Search Engines. [BP98,PBMW99,Hav99,Kle99,DL03,HN99] The PageRank algorithm for calculating ranks of websites based on link structure and predefined "authority" of certain websites. A simplified version with a proof of convergence assuming that the web links form an undirected graph and that the largest eigenvalue is separated from others. The "real" version with dampening factor, its reformulation as a random walk on a graph, and a proof of convergence using the Fundamental Theorem of Markov Chains. The HITS heuristic algorithm for finding "hubs" and "authorities" related to the query topic. Proofs of convergence of the algorithm under various assumptions. An Omega(|Web|) lower bound on the size of index that allows to locate in O(1) time a website that contains a given word. A design of a scalable web crawler with emphasis on external memory data structures.
Peer-to-Peer Systems. [RFHKS01,SML+03,PRR99] A distributed hash table, called Content-Addressable Network, "embedded" in [0,1]d, expected time of insertions, searches and removals, algorithms for a node joining and leaving a CAN that preserve partitioning of [0,1]d. The Chord implementation of distributed hash table embedded in a ring, logarithmic search time assuming up-to-date finger tables, algorithm for joining that may create "branches", correctness of search despite outdated fingers and branches, and algorithm for "stabilizing" the system to "collapse" the branches onto the ring. A randomized protocol for ensuring that a nearby replica is accessed.

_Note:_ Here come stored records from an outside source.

Issue #1017, opened 2018-01-04
Tag / version for Raspeberry Pi 3 & Alpine. 


IoTPlay:
Hi, could you add a tag for raspberry Pi 3 on Alpine please?

Jéan Roux.

buchdag:
Fixed as of #1470 + 4a1d5bfc58af35f5e90dcefb47b35a274c903150 + d120ce9fdebf09a6c7b90ecff7eda0b7d2760ef3

`arm64` and `arm/v7` images are availables from `jwilder/nginx-proxy` or the new registry `nginxproxy/nginx-proxy`

PR #1130, opened 2018-05-03
feat: Add rpi version

Javrd:
This PR adds a dockerfile version for rpi from arm32v7 nginx image
It's also use a new ENV var (ARCH_VERSION=armhf) to download correct version of docker-gen and build forego from source in order to build it in the correct architecture.

Related with #1017


buchdag:
Superseded by #1470

PR #1135, opened 2018-05-24
Adding the possibility to use anonymized logging

Mactory:
If the env var `ANONYMIZE_LOGGING` is set, the logging output of nginx is changed to anonymize the IP-Address and remove the referer and user agent.


Fohlen:
One could have referenced that this is the code from https://stackoverflow.com/a/27749834/3135319
Looks sane for simple anonymization cases.

Mactory:
You're right. I added the reference. I also merged upstream.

Internet Computing. [Ros03,RY04,Coo74,GM01,SLO03,DJMM04,Mer87] A notion of server availability. Scheduling computation of a 2-dimensional mesh DAG to achieve optimal server availability -- upper and lower bounds. A notion of memory cost. A lower bound on memory cost of any schedule for a "reduction mesh". A scheduling algorithm that maximizes server availability, and minimizes memory cost. A method for encouraging any worker to compute, on average, at least 1-1/n fraction of the tasks assigned to the worker using "implanted ringers", as long as workers are profit-driven and tasks are "one-way". A method for detecting, with given probability, if a worker has not computed at least a constant fraction of tasks assigned to the worker, for arbitrary tasks (not necessarily "one-way"), using Merkle Tree to generate succinct and quickly verifiable proofs of computation of any task.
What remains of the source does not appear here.